━━━━━ Data in this exercise

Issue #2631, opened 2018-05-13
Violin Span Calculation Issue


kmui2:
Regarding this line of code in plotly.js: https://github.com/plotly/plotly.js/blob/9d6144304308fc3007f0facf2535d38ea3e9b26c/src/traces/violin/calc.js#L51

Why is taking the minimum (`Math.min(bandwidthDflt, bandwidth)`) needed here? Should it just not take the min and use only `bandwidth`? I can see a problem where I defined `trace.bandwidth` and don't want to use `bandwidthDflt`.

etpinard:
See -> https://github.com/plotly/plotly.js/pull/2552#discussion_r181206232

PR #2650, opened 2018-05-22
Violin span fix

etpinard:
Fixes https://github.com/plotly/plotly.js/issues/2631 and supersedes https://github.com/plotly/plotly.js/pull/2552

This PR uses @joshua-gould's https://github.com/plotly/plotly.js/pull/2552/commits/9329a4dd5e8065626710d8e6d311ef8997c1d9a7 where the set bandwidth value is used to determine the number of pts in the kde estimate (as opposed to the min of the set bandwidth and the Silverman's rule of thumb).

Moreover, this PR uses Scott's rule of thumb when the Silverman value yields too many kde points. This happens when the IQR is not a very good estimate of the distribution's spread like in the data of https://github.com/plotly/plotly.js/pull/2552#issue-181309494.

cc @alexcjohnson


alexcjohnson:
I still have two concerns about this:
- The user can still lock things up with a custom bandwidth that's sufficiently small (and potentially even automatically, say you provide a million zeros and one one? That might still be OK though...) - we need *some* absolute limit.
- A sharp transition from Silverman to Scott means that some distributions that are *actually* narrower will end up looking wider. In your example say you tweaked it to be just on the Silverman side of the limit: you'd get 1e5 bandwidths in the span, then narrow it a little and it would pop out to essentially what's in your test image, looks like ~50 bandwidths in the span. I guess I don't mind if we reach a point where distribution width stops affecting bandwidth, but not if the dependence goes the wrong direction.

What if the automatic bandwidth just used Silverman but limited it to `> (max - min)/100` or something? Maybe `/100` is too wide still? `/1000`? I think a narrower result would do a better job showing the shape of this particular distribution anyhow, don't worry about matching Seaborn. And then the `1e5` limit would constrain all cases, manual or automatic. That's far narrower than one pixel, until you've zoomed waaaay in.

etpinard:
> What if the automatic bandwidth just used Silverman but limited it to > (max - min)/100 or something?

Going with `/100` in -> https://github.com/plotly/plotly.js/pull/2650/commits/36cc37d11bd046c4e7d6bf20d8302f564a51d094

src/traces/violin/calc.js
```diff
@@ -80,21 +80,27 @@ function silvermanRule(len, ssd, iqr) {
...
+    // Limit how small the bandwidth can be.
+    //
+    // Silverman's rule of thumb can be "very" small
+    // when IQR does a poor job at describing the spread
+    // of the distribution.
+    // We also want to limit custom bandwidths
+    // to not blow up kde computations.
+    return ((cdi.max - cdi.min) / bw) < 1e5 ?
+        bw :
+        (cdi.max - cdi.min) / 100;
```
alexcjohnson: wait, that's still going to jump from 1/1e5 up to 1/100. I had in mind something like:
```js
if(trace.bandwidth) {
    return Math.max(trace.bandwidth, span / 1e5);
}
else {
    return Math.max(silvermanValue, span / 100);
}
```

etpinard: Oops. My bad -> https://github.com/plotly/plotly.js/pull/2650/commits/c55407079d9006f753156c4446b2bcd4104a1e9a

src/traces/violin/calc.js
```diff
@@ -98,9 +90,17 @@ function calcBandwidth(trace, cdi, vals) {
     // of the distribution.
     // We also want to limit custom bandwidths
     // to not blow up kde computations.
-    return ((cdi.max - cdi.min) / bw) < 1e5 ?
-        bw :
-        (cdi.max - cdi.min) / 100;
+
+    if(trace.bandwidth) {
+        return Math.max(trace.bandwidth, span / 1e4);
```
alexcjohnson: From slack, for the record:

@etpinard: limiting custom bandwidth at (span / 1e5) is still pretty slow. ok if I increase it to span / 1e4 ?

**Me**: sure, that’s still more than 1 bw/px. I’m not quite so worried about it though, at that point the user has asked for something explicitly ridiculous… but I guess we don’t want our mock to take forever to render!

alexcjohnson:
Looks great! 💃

━━━━━━━━━━
━━━━━ Data in this exercise

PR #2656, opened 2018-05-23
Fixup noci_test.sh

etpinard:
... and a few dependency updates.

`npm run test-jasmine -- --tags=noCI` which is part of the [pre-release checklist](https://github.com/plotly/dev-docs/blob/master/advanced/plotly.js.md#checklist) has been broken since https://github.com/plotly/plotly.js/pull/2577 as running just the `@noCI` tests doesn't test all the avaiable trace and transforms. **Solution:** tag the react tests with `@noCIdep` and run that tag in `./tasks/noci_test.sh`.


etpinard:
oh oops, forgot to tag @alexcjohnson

━━━━━━━━━━

From the data above, copy each line with the string "also" in it.

+    // We also want to limit custom bandwidths
     // We also want to limit custom bandwidths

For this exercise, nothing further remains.